▶ [HOW TO COMPLETE THIS TASK]: If a line in the data holds "right", copy that line out in full.

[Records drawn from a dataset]
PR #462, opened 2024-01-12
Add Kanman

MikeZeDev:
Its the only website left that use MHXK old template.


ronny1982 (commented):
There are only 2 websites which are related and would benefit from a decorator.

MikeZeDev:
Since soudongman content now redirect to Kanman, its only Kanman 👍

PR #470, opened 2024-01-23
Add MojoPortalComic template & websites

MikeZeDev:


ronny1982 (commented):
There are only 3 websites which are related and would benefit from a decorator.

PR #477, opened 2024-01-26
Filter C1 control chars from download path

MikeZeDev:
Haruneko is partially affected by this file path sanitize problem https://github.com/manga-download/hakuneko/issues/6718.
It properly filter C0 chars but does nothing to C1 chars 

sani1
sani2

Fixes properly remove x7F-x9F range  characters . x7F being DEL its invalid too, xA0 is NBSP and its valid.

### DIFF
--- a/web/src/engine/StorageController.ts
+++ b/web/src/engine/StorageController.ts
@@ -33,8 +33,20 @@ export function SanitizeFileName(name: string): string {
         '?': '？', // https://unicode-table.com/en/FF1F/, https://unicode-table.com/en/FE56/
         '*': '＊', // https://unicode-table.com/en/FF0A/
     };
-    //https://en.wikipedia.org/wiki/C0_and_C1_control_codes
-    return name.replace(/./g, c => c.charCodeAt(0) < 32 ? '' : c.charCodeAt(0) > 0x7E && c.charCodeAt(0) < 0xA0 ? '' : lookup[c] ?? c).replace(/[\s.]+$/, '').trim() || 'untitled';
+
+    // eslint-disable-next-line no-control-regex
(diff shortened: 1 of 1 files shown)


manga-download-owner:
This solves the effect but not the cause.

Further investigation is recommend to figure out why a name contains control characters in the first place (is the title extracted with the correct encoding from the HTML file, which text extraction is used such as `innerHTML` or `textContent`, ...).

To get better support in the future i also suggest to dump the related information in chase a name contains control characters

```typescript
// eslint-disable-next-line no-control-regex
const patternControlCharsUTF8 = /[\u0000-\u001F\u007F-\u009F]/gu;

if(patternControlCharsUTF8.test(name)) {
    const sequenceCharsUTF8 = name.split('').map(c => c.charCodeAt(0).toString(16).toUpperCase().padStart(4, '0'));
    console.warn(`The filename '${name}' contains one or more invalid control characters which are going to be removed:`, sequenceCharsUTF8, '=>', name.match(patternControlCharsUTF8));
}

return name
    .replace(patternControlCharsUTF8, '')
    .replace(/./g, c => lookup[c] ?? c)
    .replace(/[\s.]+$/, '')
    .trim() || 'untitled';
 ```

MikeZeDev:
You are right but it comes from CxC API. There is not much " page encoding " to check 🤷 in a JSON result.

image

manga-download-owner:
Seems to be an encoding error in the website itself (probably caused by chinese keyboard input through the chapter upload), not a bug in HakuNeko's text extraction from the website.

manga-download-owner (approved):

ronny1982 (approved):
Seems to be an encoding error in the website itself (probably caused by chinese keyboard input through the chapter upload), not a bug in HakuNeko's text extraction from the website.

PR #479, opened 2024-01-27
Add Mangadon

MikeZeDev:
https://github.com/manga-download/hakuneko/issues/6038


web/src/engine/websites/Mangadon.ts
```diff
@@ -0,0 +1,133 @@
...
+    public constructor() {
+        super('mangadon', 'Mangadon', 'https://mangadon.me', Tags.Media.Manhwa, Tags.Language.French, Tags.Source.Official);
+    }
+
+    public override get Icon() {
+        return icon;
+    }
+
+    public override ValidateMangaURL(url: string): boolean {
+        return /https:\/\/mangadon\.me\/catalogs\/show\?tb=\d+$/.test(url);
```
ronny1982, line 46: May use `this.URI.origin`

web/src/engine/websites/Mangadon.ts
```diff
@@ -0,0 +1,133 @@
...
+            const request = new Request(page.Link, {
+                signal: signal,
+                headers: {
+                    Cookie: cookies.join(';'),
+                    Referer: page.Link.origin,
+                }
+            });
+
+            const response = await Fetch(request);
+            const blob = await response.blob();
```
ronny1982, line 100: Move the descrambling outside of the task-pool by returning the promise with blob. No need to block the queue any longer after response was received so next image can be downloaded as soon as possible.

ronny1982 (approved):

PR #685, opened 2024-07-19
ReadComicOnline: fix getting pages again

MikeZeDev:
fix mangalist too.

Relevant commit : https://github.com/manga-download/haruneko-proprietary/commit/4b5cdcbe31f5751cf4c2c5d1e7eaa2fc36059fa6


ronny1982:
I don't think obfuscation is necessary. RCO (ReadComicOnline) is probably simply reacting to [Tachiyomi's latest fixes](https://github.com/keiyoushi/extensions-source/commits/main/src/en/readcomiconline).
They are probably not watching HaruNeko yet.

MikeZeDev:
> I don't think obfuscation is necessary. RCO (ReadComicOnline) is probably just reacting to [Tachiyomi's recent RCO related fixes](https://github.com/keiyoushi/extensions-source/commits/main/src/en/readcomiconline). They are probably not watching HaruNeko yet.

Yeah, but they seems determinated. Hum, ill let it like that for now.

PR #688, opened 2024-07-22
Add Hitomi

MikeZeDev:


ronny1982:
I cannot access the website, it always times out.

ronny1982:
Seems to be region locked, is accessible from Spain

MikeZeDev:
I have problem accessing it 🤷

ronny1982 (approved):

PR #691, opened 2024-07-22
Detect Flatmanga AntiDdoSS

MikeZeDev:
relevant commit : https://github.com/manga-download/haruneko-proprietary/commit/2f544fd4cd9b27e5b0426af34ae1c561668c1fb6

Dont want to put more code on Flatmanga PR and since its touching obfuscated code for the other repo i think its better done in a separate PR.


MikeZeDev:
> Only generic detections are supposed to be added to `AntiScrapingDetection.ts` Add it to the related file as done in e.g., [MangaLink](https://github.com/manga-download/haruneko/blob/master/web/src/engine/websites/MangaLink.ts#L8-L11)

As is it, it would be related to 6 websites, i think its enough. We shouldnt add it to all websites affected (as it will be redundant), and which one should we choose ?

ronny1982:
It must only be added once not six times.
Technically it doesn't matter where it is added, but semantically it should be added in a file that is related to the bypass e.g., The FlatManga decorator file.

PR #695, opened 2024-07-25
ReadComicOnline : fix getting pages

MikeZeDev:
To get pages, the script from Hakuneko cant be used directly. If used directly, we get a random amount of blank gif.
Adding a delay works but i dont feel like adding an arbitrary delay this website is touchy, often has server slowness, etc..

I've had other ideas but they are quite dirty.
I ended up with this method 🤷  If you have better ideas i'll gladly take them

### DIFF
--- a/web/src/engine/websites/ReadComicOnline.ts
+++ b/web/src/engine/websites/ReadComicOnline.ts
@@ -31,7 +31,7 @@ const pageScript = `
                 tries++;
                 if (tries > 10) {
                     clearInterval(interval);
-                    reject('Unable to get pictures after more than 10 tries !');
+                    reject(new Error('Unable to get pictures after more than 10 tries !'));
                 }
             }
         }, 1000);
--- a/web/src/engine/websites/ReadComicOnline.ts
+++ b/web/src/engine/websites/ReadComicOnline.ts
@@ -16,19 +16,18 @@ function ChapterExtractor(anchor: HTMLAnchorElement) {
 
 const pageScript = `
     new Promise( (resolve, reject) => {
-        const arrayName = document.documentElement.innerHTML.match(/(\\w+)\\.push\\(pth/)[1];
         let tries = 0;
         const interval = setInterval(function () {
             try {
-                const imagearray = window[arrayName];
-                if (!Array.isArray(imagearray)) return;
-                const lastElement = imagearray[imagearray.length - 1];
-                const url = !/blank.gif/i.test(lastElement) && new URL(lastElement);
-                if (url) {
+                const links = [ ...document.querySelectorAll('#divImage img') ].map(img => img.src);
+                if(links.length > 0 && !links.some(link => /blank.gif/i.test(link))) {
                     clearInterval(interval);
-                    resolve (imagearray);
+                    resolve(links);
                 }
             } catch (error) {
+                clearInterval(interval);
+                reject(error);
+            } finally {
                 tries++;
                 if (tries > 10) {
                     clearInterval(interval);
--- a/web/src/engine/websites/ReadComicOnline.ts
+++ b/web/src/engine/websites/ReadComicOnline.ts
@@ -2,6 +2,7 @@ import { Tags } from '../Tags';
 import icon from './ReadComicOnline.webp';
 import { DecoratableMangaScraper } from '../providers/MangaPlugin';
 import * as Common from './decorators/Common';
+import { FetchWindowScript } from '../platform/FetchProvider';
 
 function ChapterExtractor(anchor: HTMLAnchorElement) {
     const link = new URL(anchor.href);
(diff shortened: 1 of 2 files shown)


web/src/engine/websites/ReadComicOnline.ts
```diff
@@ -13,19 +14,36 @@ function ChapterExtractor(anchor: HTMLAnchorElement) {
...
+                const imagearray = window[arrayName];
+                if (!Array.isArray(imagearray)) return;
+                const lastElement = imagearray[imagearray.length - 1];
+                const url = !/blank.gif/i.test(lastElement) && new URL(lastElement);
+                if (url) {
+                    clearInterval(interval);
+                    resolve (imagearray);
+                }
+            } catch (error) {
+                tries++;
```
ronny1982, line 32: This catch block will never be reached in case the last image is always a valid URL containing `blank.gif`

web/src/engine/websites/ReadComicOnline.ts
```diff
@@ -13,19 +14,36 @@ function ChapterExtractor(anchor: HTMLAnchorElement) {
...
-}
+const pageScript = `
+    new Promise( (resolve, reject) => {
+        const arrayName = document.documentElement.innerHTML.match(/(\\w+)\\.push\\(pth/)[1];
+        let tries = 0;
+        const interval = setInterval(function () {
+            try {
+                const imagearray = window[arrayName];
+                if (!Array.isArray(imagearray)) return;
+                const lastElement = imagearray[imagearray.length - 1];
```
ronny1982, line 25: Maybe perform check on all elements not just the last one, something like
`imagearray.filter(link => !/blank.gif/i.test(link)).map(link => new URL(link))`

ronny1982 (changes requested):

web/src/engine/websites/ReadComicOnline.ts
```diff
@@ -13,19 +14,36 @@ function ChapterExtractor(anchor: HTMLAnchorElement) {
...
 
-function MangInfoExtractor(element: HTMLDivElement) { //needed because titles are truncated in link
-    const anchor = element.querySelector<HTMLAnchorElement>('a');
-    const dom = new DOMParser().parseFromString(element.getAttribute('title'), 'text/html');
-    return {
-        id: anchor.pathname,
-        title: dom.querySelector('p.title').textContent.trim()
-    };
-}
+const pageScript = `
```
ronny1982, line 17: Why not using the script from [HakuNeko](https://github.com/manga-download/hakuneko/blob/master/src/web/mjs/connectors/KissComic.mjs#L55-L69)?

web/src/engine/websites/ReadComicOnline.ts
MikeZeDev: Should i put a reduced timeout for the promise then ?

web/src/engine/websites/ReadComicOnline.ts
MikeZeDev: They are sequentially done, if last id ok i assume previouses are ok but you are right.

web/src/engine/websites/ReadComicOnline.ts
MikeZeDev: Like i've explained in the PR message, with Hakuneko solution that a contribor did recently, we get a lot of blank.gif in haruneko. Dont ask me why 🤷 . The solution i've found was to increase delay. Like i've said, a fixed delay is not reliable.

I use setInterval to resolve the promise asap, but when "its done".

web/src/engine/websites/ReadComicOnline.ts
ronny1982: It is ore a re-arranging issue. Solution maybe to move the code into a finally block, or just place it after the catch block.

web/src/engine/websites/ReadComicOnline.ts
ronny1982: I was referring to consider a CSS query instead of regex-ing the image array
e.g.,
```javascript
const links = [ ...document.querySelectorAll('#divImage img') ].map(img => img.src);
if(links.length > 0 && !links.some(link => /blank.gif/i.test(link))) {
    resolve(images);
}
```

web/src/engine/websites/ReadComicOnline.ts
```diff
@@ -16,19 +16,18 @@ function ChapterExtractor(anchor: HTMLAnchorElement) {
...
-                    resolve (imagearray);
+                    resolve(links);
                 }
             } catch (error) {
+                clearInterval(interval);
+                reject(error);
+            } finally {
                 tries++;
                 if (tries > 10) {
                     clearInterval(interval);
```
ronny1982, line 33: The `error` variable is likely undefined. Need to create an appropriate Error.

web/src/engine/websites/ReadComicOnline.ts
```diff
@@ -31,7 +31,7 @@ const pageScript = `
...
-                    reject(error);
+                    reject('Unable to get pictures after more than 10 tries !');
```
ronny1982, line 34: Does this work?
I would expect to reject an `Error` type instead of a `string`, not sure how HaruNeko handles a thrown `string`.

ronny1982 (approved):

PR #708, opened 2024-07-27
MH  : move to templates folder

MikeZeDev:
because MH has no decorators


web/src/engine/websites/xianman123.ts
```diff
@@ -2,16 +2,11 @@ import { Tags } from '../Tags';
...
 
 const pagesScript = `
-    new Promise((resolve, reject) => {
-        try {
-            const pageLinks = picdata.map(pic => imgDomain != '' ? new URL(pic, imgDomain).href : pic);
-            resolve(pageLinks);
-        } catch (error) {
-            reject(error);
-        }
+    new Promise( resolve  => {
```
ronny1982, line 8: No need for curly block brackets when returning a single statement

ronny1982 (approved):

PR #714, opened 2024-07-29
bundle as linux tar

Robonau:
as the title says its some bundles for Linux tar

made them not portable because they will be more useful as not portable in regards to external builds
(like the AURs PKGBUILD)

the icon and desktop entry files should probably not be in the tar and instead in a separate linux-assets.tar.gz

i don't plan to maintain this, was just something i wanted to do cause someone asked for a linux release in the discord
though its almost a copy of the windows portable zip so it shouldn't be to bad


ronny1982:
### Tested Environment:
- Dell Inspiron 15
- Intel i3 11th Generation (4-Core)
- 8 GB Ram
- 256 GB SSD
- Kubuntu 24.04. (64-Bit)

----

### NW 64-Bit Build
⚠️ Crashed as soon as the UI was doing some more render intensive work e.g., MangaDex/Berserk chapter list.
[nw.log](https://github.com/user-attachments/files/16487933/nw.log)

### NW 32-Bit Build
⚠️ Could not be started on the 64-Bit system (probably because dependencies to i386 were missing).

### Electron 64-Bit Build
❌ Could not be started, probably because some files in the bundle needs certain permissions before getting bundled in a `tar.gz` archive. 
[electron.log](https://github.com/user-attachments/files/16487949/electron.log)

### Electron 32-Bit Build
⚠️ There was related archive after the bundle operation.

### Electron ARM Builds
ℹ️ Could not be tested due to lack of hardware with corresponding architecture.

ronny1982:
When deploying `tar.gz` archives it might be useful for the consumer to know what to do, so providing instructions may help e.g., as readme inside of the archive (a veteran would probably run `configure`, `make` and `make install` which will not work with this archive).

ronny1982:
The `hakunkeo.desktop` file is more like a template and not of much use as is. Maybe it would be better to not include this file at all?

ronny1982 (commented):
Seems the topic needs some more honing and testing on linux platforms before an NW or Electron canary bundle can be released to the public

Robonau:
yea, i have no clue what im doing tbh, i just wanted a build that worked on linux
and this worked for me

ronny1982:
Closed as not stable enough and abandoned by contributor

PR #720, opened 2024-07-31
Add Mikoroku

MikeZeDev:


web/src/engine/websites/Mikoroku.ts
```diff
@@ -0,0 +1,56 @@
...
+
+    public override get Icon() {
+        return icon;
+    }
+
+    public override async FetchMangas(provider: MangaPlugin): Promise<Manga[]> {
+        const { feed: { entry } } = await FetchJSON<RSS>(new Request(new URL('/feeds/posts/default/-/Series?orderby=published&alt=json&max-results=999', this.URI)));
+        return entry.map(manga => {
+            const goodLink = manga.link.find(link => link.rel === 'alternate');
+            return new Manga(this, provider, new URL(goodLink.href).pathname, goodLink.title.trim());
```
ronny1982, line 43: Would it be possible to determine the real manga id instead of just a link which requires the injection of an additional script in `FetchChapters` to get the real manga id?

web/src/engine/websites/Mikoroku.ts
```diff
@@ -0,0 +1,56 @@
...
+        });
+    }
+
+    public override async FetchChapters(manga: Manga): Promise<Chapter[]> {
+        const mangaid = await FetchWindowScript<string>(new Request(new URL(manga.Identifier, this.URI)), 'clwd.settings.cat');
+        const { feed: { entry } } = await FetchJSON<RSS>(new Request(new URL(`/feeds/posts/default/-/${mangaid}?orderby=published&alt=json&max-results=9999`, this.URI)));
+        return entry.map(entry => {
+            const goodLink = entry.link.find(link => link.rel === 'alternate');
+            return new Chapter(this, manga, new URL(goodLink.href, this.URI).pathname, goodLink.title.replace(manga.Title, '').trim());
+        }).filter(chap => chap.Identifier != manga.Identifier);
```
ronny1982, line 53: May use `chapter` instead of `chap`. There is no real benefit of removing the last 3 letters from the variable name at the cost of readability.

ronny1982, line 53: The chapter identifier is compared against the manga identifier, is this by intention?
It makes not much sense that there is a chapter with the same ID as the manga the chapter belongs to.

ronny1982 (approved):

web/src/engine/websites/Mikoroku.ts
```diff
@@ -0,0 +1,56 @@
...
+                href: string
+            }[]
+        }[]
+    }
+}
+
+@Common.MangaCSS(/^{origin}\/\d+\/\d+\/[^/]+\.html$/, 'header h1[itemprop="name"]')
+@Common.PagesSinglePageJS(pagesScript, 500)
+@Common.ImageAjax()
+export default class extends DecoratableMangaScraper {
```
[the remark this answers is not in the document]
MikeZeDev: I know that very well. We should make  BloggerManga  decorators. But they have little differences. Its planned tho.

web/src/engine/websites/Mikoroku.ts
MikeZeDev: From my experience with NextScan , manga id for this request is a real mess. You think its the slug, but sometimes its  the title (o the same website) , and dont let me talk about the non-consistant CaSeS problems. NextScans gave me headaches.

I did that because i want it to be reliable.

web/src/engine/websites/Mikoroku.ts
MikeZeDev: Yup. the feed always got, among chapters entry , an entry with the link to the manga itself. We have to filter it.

▶ [YOUR RESPONSE]:
You are right but it comes from CxC API. There is not much " page encoding " to check 🤷 in a JSON result.
MikeZeDev: They are sequentially done, if last id ok i assume previouses are ok but you are right.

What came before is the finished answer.